Могилка болящей Валентины не зарастает – люди идут к ней за молитвенной помощью.

Бывшая учительница истории и краевед Дарья Николаевна подвизается в одном из женских монастырей России.

Директор школы Лальска Евгений Николаевич, воинствующий атеист, умер в 2015 году в онкобольнице, покаявшись и причастившись перед смертью Святых Христовых Таин (по словам его вдовы).

Митрофорный протоиерей Иоанн Парамонов принял монашеский постриг в честь преподобного Трифона Вятского, отошел ко Господу в сане архимандрита в 1994 году.

Отец дьякон Иоанн Федорович покоится на лальском кладбище недалеко от болящей Валентины.

В поселке Лальск работает чудесный краеведческий музей с интересными выставками, реконструкцией старинной гостиной и столовой почетного гражданина Лальска, с интерьером русской северной избы, с богатыми коллекциями крестьянской одежды, полотенец, деревянных резных прялок, гончарной керамики.

Много лет в алтаре лальского Благовещенского храма (1767 год) хранился старинный ковчег с частицей мощей Мины Египетского с надписью на обратной стороне: «Сего 1844 года майя 2 при уборке кирпичных полов и щебня к обновлению храма святого великомученика Мины волею Божию и изволением святого найден сей ковчег святого Мины в Божию славу и его святую память». Но ковчег был закрыт, а ключ утерян. И узнать, есть ли в ковчеге мощи, не представлялось возможным.

В 2014 году настоятелем храма иереем Романом Зайцем было принято решение ковчег разобрать. Заржавевшие шурупы петель с большим трудом были откручены, ковчег открыт, и на бордовом бархате внутренней обшивки ковчега, помимо мощевика с частицей мощей великомученика Мины, был обнаружен… еще один ковчежец, а в нем – тридцать частиц мощей святых угодников, в том числе частица мощей святителя Николая Чудотворца.

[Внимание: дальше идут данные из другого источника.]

PR #4955, opened 2015-01-09
"Style sheet" is two words – Treat it that way in the API

nathansobo:
According to the W3C, ["style sheet" is two words](http://www.w3.org/TR/html401/present/styles.html).

I already updated some of the API to treat it that way a few weeks ago, but I forgot about the package directory layout and the `package.json` keys. This finishes the job. I opted for a one-word directory name, `styles`. The `package.json` keys use camel case.
- Package directory format:
  - `stylesheets/` => `styles/`
- Package metadata:
  - `stylesheets` => `styleSheets`
  - `stylesheetMain` => `mainStyleSheet`

This will unfortunately require another mindless upgrade pass after the next release. I will happily do it though to have correct grammar in our APIs.


benogle:
This seems like it's going to generate a lot of work. Do we really want to change it? I would be inclined to leave it the way it is. Conventionally, I feel like stylesheet is really interchangeable with style sheet. Also `styleSheet` feels really weird.

nathansobo:
I would really like it to be grammatically correct. I can do the work. It will probably take 30 minutes. Everyone else is already going to have deprecations anyway so it won't represent a large incremental difference in effort.

nathansobo:
I talked to @benogle offline and coaxed him to let me make this change. Three cheers for grammar.

mnquintana:
FWIW, I don't really get this change all of a sudden - that W3C doc also uses caps-locked HTML tag names exclusively - does that mean all of Atom's views should also have caps-locked element names? ¯\_(ツ)_/¯

mark-hahn:
There are way too many of these examples to justify trying to fix them.
What about `checkBox`?  We are writing code here.  Names are often bastard
versions of english.

nathansobo:
It's a pretty minor change for a given package and makes the API internally consistent. Obviously this stuff is all subjective but we're in the final stages of spit-polishing the API and this bugged me. I'm hoping today will be the last day of changes before we proceed.

mark-hahn:
>  I'm hoping today will be the last day of changes

You are freezing for 1.0?

benogle:
Yeah, for the API freeze

PR #4971, opened 2015-01-10
Stop eval'ing .cson files

kevinsawicki:
This pull request upgrades the [season](https://github.com/atom/season) version to `5.0` which uses the latest version of [cson-safe](https://github.com/groupon/cson-safe).

The main upside here is that `cson-safe` doesn't eval the files but instead parses them safely just like `JSON.parse` does.

This will break any `.cson` files that contain code since they will no longer parse correctly.  This is a good thing since the expectations of CSON are the same as JSON, they parse to plain old JavaScript objects with arrays, string, numbers, and booleans.

This PR also upgrades to CoffeeScript 1.8 across the board for `.cson` files and `.coffee` files.
# Performance Differences

Ran 100 calls of `CSON.readFileSync` and `CSON.stringify` against  https://github.com/atom/atom/blob/6cc1ffa7935ea013e822ddab06b7897320313016/keymaps/darwin.cson

Prior version used (1.0.2): ~2600 milliseconds
New version used (5.0.0):  ~600ms

### DIFF
--- a/build/package.json
+++ b/build/package.json
@@ -18,7 +18,7 @@
     "grunt-contrib-coffee": "~0.9.0",
     "grunt-contrib-csslint": "~0.1.2",
     "grunt-contrib-less": "~0.8.0",
-    "grunt-cson": "0.10.0",
+    "grunt-cson": "0.11.0",
     "grunt-download-atom-shell": "~0.10.0",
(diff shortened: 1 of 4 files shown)


lee-dohm:
:clap:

Мощей Николая Чудотворца зачастую нет в столичных храмах, в соборах крупных областных городов. А тут – в крохотном, затерянном в тайге Лальске – мощи великого святого! Недаром, видимо, отцы основатели города посвятили Лальск святителю Николаю и просили святого быть заступником и покровителем этой земли…

Что же нам остается? Пожалуй, только повторить вслед за нашей героиней:

«Святителю отче Николае, моли Бога о нас!»